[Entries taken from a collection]
▬▬▬
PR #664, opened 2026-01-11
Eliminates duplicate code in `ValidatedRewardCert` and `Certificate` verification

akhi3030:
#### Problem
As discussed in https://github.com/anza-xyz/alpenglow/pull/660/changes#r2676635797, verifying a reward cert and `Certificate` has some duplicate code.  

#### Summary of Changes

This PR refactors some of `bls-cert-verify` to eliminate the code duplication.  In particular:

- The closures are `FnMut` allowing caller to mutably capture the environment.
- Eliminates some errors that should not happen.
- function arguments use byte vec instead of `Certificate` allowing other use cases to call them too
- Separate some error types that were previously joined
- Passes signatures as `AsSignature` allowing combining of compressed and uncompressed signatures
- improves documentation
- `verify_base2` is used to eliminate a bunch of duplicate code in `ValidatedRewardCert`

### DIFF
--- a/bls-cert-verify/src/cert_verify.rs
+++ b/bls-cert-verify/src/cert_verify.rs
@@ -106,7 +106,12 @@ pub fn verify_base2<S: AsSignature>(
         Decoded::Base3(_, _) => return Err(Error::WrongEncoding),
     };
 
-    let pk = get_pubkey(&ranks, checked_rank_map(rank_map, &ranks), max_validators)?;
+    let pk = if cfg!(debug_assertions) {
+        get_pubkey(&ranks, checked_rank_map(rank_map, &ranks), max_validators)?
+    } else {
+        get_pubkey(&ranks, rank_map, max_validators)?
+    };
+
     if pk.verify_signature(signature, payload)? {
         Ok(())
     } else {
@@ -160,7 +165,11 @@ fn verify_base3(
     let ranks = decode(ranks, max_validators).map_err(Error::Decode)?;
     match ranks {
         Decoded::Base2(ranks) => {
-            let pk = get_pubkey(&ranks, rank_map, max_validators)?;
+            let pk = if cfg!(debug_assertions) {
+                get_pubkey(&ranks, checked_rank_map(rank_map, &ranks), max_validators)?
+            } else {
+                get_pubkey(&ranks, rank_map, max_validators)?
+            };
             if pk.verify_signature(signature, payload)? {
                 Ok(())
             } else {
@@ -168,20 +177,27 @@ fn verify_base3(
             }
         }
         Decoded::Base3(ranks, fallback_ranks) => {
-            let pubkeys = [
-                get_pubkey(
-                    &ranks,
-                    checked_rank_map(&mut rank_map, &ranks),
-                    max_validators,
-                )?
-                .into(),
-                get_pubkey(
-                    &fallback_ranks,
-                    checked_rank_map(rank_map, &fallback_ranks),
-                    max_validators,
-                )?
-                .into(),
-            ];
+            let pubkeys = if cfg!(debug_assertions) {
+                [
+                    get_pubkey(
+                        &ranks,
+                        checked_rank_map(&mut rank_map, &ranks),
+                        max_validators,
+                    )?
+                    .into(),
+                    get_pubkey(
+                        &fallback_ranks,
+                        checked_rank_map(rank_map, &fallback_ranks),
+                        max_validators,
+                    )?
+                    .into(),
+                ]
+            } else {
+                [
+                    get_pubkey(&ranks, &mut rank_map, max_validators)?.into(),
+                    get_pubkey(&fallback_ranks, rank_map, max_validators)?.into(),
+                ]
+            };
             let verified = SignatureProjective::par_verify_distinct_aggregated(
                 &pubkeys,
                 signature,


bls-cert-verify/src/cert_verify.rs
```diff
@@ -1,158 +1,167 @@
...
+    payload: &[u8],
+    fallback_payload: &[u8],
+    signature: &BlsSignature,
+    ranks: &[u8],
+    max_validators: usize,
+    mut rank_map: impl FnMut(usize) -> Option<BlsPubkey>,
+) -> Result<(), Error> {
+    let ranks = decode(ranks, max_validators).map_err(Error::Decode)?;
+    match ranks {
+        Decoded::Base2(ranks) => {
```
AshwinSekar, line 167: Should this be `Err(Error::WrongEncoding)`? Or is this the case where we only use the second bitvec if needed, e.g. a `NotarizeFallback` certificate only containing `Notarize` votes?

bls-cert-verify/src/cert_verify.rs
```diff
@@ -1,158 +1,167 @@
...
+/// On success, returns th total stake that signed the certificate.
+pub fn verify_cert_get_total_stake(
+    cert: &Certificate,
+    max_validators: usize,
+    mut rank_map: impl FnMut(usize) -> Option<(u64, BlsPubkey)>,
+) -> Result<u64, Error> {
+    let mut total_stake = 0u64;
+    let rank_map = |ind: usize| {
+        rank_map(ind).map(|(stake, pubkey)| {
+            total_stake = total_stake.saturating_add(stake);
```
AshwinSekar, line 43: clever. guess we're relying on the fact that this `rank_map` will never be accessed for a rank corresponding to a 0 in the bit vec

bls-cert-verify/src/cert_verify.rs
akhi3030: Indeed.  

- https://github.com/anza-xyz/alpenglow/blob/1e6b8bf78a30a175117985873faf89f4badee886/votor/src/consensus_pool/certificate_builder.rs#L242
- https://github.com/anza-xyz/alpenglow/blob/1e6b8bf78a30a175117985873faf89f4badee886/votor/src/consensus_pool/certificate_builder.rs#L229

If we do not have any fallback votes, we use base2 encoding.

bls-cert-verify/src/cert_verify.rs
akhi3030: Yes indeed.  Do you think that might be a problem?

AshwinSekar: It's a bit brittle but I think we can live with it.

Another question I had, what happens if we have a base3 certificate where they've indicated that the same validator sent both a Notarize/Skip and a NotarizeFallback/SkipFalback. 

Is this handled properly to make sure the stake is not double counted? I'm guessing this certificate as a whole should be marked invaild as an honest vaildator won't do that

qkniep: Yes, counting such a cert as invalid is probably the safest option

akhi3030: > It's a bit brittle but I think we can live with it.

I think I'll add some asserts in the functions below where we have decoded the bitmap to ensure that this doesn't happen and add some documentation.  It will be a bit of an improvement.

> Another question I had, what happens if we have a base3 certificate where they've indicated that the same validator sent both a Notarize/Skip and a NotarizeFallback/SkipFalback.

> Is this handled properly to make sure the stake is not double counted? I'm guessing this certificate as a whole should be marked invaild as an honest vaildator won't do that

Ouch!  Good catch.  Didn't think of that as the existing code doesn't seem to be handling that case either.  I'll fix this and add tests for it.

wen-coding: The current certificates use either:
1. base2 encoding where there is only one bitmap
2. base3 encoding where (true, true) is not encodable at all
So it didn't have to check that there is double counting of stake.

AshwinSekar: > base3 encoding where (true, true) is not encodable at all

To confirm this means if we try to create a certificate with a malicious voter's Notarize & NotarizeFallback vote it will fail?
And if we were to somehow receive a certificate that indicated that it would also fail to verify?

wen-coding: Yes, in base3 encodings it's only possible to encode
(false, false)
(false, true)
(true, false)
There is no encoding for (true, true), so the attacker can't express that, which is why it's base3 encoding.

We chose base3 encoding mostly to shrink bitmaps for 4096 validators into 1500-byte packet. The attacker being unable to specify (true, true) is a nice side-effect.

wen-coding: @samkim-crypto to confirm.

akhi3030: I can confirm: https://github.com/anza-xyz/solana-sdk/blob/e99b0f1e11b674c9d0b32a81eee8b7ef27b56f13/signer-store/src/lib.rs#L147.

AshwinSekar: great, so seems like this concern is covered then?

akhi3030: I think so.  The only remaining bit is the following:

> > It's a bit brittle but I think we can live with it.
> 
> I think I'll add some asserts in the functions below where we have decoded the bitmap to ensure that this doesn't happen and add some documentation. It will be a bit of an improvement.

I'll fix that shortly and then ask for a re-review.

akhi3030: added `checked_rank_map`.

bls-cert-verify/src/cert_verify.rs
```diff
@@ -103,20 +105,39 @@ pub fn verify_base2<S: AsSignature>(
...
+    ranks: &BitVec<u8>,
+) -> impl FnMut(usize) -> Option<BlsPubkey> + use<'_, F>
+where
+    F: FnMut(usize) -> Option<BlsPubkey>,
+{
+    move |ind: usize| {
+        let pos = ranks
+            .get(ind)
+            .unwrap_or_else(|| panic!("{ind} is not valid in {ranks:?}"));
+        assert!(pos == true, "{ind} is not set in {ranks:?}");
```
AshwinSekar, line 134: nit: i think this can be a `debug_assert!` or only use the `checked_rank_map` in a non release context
▬▬▬
ABOUT THIS EXERCISE: Give back the records word for word. Start at the first line, end at the line containing "#### Summary of Changes", and include both.

ANSWER AREA:
PR #664, opened 2026-01-11
Eliminates duplicate code in `ValidatedRewardCert` and `Certificate` verification

akhi3030:
#### Problem
As discussed in https://github.com/anza-xyz/alpenglow/pull/660/changes#r2676635797, verifying a reward cert and `Certificate` has some duplicate code.  

#### Summary of Changes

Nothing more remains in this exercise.